Effects of fish size, fishing gear type, and temperature on sablefish mortality, NOAA

Tagging/biotelemetry experiments are similar to captive observation experiments in that animals are captured after exposure to fishery stressors. Then animals are tagged, released, and monitored for survival either by recapture or by biotelemetry.  Survival observations can be made over periods of weeks, months, and years. In addition to the complications of fishery stressor variable interactions, these experiments have the additional complications of including sources of mortality associated with predation and food and habitat availability that are independent of the effects of the initial capture stressors.    

Vitality/reflex assessments are real time in situ determinations of animal vitality and health.  The animal integrates the effects of fishery stressors and lives or dies according to it’s level of vitality impairment. Davis (2010) has shown that calculation of an index for reflex impairment (RAMP, reflex action mortality predictor) based on summing observations of several reflex actions is a robust, quantitative measure of animal vitality that can include the effects of fishery stressors on animal survival. When animals are exposed to fishery stressors and captured, as described above for captive observation experiments and tagging/biotelemetry experiments, they exhibit various degrees of stress and impairment of vitality which can be associated with mortality and survival.  Correlation of RAMP scores with mortality or survival levels observed in captive observation experiments or tagging/biotelemetry experiments makes RAMP a proxy for mortality or survival (Raby et al. 2012). Further RAMP validation can be made by testing with additional holding or tagging experiments in fisheries of interest.
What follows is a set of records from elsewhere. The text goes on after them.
PR #648, opened 2026-09-12
fix(address): drop expired ENS names in resolve_names

### LINKED ISSUE #147: fix(ens): resolve_names returns addresses for expired ENS names

tony8713:
## Problem

`lookupDomains` already filters out expired ENS names (`src/resolvers/lookupDomains/ens.ts`), but `resolveNames` in `src/resolvers/address/ens.ts` queries the ENS subgraph by `name_in` with no expiry filter, so an expired name still resolves to its last known address.

Fix #147

## Fix

Query `expiryDate` alongside `resolvedAddress` and drop a domain whose expiry is in the past, the same numeric comparison `lookupDomains` uses. An expired name is excluded outright rather than falling through to the `provider.resolveName` fallback, since the on-chain resolver record for an expired name isn't cleared until the grace period ends and it's re-registered, so that fallback could silently return the same stale address.

## Test fixture

The integration test's fixture domain, `sdntestens.eth`, turned out to have itself expired (2024-12-20), so `resolveNames()` now correctly drops it, which broke the "happy path" assertions in `test/integration/resolvers/address/ens.test.ts`. Its reverse record still points to the name, so the `lookupAddresses()` half kept passing. Swapped the fixture to `vitalik.eth`, verified live against the subgraph and provider (forward, reverse, and an expiry far enough out not to repeat this).


wa0x6e (approved):
utAck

RAMP curves for Atlantic cod, Humborstad et al. 2009

Once validated, RAMP assessments could be used to identify species in a fishery that may have the potential to survive discarding, and that merit an exemption to the Landings Obligation. Where a large majority of individuals of a particular species demonstrated consistently high RAMP scores, and there were very few examples of immediate mortality, this would indicate that species may warrant further investigation to demonstrate its potential for short & long term survival, post-discarding. Using this approach, a large number of species could be assessed (quickly & inexpensively), over a wide range of conditions and for a variety of boats (& discarding practices) throughout the fishery. 

At the same time, continued development of innovative fishing gears and fisher avoidance of high bycatch areas and times can help reduce capture of unwanted species. RAMP can be used to evaluate the survival of animals that are impacted by fishing gears and escape before landing on fishing vessels. The banning of discarding will make the evaluation of mortality rates for animals escaping from fishing gears especially important. "Out of sight and out of mind" will not be a viable strategy with regards to evaluating fishing mortality for gears engineered to enhance escape of bycatch species.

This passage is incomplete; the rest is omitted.